◆ Exercise materials ◆
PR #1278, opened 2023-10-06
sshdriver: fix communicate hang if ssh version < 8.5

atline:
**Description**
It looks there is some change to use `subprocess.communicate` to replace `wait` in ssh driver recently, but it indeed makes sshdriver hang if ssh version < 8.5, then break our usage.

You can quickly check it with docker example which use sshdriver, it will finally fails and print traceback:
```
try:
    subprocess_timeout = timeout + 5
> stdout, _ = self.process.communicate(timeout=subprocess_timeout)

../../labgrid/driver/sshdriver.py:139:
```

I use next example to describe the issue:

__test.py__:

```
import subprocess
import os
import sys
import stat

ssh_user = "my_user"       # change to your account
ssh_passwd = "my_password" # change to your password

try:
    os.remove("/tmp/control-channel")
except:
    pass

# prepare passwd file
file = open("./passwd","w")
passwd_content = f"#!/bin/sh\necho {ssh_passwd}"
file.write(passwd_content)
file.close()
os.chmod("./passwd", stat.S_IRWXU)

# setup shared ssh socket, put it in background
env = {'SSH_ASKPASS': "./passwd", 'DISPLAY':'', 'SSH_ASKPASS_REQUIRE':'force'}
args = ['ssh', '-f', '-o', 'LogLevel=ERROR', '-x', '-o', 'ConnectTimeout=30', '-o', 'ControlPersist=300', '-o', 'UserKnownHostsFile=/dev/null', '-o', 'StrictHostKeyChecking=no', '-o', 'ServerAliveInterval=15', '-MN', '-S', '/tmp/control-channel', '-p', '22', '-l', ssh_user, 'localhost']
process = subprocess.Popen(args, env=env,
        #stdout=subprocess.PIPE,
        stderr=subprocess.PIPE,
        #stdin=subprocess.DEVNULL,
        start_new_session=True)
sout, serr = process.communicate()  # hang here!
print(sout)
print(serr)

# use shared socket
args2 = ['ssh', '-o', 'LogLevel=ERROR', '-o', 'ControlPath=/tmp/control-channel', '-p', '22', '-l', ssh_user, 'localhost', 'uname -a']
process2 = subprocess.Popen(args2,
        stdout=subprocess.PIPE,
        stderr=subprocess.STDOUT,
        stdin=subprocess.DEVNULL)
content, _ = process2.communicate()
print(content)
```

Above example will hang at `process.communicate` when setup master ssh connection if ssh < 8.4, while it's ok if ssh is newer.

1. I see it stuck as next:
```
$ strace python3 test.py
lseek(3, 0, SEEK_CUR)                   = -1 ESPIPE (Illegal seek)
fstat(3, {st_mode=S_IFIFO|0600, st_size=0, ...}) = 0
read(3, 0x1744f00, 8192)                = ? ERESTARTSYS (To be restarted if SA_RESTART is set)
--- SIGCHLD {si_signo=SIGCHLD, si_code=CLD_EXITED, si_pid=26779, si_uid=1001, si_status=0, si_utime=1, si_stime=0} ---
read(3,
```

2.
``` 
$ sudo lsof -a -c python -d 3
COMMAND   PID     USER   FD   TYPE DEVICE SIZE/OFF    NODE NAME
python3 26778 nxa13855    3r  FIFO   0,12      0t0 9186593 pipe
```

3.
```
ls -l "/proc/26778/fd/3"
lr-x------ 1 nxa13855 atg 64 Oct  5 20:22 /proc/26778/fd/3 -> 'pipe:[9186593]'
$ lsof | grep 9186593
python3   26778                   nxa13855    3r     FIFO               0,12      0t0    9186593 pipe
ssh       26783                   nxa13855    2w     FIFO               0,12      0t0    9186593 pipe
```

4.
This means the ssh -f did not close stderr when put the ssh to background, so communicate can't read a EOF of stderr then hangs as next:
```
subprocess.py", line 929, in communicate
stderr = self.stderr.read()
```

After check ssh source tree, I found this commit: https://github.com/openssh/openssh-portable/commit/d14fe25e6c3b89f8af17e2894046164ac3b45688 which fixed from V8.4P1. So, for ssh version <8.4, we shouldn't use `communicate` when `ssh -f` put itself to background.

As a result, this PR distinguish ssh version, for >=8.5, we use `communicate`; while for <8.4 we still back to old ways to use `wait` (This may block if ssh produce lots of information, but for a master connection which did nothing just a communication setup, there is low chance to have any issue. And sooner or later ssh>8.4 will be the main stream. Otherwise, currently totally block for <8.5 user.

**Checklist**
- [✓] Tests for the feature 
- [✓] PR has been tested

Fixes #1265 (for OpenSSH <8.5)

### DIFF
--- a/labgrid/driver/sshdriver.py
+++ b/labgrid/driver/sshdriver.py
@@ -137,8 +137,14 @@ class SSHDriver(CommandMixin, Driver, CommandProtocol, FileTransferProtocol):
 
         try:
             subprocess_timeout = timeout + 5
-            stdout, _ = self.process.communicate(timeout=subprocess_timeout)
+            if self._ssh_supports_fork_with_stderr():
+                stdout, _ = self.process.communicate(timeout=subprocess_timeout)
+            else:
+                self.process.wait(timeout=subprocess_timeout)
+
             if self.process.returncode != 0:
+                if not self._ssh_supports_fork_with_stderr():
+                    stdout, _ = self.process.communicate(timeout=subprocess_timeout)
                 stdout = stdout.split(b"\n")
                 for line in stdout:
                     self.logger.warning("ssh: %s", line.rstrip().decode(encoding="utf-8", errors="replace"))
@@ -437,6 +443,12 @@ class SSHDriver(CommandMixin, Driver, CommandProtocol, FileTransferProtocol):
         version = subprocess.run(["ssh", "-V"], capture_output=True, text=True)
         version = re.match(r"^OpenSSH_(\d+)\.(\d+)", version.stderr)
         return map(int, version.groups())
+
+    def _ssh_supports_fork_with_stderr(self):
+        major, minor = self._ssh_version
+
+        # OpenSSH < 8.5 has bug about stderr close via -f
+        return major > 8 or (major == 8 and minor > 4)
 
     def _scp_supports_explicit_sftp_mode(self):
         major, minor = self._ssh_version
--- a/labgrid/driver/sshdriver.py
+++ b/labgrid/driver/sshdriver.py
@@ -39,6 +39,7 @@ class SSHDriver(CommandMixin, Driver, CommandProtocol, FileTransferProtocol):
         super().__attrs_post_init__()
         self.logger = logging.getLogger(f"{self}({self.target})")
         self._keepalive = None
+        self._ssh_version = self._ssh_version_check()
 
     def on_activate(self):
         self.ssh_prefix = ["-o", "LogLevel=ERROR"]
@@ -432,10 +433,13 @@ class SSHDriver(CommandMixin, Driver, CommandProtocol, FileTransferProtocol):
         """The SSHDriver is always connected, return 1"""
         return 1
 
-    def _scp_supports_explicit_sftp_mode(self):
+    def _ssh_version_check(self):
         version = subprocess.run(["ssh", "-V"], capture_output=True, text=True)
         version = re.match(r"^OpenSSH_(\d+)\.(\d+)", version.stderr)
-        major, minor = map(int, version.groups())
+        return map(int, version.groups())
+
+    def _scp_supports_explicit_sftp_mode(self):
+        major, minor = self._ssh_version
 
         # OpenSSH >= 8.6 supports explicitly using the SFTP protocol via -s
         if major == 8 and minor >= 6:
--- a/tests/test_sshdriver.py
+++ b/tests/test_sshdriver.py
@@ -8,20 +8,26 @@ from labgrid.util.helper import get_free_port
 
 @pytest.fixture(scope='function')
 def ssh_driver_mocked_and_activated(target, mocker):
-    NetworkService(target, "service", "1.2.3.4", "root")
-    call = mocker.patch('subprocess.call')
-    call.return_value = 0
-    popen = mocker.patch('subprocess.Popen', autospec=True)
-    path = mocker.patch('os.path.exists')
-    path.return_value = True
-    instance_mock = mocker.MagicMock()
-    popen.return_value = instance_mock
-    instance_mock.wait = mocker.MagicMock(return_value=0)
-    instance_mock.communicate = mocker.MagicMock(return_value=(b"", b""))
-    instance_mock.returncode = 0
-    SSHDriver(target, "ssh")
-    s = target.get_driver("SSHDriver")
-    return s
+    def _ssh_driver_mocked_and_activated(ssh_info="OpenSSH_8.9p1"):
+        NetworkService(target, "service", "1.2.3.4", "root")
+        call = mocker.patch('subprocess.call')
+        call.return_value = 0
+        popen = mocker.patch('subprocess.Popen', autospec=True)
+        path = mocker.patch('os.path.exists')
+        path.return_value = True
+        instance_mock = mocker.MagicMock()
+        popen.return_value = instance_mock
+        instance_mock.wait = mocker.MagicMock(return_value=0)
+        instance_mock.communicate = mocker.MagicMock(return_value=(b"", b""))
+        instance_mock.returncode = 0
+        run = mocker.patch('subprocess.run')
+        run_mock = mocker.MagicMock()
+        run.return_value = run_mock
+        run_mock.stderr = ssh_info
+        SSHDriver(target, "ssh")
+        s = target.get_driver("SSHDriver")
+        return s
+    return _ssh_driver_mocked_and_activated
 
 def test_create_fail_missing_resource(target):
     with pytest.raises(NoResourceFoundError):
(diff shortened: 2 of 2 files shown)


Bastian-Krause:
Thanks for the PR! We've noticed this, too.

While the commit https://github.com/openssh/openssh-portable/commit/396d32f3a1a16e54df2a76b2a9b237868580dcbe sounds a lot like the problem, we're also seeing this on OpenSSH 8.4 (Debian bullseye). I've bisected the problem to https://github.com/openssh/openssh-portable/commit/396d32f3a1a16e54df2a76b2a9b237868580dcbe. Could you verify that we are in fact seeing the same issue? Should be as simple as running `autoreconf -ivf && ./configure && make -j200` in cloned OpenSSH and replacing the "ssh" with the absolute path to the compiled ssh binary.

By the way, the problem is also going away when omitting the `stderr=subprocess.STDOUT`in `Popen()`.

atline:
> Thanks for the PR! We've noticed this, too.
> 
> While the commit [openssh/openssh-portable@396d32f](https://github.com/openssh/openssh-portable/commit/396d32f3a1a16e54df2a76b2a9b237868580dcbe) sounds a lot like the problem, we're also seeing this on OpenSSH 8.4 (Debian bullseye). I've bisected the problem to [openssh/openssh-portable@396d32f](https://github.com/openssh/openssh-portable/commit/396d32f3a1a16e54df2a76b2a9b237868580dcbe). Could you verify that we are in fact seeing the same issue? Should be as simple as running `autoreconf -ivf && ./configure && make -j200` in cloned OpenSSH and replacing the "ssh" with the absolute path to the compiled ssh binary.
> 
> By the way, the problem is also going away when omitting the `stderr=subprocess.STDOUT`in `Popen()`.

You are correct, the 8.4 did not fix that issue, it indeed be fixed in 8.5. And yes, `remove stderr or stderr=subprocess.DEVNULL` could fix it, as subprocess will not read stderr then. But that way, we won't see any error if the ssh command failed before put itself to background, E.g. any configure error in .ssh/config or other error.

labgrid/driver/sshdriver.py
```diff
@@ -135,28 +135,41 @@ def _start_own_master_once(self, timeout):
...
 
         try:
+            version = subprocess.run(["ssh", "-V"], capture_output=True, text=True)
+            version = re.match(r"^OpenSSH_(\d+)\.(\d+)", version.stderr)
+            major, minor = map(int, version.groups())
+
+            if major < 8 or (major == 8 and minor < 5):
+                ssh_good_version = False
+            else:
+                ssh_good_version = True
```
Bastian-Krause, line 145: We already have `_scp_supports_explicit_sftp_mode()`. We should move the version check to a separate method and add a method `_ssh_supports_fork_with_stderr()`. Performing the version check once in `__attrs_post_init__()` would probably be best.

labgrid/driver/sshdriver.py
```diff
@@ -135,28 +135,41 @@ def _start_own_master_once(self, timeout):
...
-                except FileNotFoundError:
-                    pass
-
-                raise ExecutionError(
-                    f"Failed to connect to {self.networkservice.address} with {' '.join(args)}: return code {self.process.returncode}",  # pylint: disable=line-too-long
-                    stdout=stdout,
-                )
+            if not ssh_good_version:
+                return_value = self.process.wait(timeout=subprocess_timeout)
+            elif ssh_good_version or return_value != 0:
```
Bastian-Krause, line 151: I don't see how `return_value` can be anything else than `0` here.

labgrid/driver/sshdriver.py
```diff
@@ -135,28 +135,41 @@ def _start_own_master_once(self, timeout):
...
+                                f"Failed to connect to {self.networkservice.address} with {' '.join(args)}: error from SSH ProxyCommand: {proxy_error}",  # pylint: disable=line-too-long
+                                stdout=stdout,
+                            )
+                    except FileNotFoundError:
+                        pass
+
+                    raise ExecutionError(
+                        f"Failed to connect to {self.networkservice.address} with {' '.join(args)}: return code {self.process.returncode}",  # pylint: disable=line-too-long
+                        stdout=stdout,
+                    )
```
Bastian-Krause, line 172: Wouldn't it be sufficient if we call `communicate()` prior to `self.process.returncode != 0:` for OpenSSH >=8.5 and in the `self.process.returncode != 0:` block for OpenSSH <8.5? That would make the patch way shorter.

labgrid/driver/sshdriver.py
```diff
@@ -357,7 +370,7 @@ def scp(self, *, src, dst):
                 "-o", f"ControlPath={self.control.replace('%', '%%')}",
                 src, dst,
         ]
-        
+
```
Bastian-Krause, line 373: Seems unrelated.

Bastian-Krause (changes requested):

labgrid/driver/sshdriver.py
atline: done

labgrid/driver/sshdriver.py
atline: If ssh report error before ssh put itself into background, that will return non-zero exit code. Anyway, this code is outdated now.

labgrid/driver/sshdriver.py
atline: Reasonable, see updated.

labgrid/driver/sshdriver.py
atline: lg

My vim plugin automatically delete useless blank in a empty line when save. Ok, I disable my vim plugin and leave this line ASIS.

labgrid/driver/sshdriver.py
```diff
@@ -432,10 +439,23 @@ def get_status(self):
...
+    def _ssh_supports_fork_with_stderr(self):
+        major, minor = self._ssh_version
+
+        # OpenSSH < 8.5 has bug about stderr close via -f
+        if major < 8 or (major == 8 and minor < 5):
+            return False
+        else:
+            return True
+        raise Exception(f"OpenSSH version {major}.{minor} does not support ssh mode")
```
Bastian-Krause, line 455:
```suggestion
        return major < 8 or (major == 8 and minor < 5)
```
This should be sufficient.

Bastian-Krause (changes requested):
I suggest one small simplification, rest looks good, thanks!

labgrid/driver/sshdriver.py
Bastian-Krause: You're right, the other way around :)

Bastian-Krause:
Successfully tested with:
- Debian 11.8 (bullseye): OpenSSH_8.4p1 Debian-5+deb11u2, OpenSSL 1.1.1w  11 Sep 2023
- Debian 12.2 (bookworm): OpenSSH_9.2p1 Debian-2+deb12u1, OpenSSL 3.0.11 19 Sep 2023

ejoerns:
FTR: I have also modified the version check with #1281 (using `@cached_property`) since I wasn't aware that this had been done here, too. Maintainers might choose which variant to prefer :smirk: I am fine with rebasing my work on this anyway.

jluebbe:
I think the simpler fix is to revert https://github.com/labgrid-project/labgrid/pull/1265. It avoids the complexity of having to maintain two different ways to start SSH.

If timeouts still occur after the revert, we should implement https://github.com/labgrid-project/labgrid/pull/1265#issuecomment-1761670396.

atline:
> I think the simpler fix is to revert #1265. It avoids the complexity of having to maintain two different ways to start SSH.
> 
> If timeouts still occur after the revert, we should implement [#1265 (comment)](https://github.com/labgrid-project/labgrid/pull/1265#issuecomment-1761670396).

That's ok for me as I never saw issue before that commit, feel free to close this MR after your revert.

◆ Work task ◆
Your task is to quote, without any alteration, the lines running from the top of the records to the line that holds "It looks there", both included.

◆ Reply to the exercise ◆
PR #1278, opened 2023-10-06
sshdriver: fix communicate hang if ssh version < 8.5

atline:
**Description**
It looks there is some change to use `subprocess.communicate` to replace `wait` in ssh driver recently, but it indeed makes sshdriver hang if ssh version < 8.5, then break our usage.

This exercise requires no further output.